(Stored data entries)
---------------

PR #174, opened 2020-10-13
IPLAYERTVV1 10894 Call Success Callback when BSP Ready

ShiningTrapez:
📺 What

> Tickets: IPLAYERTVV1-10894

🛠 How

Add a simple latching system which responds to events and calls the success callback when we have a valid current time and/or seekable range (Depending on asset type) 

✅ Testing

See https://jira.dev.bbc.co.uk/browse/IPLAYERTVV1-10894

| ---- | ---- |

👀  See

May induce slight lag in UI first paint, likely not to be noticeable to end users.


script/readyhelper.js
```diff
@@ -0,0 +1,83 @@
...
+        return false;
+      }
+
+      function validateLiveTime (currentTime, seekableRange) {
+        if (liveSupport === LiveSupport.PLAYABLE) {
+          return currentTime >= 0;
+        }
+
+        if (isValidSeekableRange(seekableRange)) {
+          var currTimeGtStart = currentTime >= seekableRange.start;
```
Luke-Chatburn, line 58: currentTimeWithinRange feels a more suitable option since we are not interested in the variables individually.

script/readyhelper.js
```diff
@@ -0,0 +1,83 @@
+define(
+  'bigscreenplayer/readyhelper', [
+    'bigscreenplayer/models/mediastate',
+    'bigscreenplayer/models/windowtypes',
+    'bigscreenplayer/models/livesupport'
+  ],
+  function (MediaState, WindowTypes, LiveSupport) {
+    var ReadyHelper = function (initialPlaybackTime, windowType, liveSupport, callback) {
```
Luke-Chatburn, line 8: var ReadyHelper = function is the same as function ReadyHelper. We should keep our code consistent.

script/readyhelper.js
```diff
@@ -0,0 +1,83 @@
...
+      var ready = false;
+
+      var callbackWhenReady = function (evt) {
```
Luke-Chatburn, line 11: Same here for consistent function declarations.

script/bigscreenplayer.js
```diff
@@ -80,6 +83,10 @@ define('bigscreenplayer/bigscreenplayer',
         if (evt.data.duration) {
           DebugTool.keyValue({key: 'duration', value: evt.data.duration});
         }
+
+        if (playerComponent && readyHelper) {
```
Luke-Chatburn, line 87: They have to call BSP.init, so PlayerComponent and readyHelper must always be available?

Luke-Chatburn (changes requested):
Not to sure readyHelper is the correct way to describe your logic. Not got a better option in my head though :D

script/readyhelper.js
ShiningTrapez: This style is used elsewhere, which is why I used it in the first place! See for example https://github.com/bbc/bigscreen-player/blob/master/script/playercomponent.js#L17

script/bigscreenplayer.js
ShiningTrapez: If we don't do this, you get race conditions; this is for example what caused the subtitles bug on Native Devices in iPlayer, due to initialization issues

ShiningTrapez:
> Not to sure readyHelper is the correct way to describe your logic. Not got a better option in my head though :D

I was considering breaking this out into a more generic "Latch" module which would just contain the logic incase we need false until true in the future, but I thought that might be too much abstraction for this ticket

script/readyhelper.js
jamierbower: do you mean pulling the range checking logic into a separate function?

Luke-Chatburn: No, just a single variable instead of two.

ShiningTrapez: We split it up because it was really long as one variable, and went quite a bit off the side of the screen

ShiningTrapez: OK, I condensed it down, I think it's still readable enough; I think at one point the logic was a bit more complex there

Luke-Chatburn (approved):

---------------

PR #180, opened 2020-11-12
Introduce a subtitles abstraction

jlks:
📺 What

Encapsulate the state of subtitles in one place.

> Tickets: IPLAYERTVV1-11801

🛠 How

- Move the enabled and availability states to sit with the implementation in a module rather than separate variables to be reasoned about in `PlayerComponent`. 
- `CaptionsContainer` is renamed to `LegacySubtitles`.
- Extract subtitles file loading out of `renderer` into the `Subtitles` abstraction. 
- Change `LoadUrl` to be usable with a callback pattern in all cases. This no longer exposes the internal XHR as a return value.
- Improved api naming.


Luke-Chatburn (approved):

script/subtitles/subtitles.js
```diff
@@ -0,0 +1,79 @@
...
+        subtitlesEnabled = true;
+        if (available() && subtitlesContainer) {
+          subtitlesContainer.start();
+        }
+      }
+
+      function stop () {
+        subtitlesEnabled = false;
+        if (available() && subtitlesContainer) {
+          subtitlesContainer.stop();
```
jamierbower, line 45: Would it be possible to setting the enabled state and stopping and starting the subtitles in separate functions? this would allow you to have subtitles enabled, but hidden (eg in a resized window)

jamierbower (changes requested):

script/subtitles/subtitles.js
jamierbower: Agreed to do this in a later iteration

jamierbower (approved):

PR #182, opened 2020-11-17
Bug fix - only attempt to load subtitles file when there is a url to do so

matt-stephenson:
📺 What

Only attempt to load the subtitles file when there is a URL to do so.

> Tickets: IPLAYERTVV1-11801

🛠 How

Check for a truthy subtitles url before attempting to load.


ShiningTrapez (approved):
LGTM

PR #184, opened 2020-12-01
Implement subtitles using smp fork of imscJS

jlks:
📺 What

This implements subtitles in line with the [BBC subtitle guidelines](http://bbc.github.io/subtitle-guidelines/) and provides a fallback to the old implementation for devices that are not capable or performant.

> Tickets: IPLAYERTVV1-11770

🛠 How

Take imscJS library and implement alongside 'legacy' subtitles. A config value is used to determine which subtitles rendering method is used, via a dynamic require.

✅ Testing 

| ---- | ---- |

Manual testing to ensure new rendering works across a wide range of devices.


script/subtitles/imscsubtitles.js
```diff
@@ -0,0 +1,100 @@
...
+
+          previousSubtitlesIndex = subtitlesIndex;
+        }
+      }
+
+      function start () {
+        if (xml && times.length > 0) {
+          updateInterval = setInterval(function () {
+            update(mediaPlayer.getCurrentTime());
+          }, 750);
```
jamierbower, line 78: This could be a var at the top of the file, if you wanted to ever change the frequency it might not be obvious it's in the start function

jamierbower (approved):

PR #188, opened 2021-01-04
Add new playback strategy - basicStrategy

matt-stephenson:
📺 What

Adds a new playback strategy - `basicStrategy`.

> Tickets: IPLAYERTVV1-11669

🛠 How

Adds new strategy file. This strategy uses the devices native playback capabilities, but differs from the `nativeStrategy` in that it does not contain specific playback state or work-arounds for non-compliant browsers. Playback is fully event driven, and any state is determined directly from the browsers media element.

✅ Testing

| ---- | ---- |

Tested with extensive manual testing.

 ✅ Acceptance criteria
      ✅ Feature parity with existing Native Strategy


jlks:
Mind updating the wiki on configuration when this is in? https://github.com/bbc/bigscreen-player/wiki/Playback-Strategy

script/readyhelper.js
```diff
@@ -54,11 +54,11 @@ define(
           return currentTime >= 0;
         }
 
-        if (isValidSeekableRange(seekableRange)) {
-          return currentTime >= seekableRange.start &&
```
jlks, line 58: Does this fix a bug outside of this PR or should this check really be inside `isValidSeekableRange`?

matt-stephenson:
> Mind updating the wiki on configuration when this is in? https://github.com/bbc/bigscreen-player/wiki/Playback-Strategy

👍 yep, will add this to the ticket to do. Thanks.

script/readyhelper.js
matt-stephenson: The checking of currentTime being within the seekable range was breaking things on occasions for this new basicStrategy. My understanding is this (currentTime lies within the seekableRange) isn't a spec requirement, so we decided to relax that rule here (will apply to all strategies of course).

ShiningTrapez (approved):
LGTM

---------------

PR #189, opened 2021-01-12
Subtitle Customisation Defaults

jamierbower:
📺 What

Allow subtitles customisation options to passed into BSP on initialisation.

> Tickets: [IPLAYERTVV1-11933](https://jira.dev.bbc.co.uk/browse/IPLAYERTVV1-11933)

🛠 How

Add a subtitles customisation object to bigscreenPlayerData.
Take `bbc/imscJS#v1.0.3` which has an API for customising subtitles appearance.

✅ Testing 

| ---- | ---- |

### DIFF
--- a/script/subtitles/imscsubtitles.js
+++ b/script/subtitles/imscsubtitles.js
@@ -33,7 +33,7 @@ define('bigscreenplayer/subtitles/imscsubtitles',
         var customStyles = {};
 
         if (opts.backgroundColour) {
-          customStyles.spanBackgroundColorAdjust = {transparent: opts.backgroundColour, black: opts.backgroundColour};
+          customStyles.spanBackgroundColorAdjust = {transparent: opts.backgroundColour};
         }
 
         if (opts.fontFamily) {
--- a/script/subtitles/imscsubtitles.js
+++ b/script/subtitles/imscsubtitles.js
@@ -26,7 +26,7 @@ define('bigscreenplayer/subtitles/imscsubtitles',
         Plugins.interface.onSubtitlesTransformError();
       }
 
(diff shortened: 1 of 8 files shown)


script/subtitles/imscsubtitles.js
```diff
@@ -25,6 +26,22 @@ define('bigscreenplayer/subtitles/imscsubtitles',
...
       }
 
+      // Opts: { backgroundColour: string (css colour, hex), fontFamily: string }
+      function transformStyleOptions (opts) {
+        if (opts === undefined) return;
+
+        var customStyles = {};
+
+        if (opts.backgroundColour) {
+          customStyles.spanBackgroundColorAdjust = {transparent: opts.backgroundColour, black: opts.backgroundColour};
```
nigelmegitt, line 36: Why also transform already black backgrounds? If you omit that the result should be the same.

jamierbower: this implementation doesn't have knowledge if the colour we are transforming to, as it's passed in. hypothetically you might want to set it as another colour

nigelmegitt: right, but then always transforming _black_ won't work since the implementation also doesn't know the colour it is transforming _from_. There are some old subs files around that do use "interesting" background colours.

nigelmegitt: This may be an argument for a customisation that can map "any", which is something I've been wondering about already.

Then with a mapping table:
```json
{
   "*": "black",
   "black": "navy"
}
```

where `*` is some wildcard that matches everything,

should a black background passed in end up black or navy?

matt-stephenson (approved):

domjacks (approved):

---------------

Filter the records above for "Take" and copy every matching line.

• **Output of the exercise**:
Take imscJS library and implement alongside 'legacy' subtitles. A config value is used to determine which subtitles rendering method is used, via a dynamic require.
Take `bbc/imscJS#v1.0.3` which has an API for customising subtitles appearance.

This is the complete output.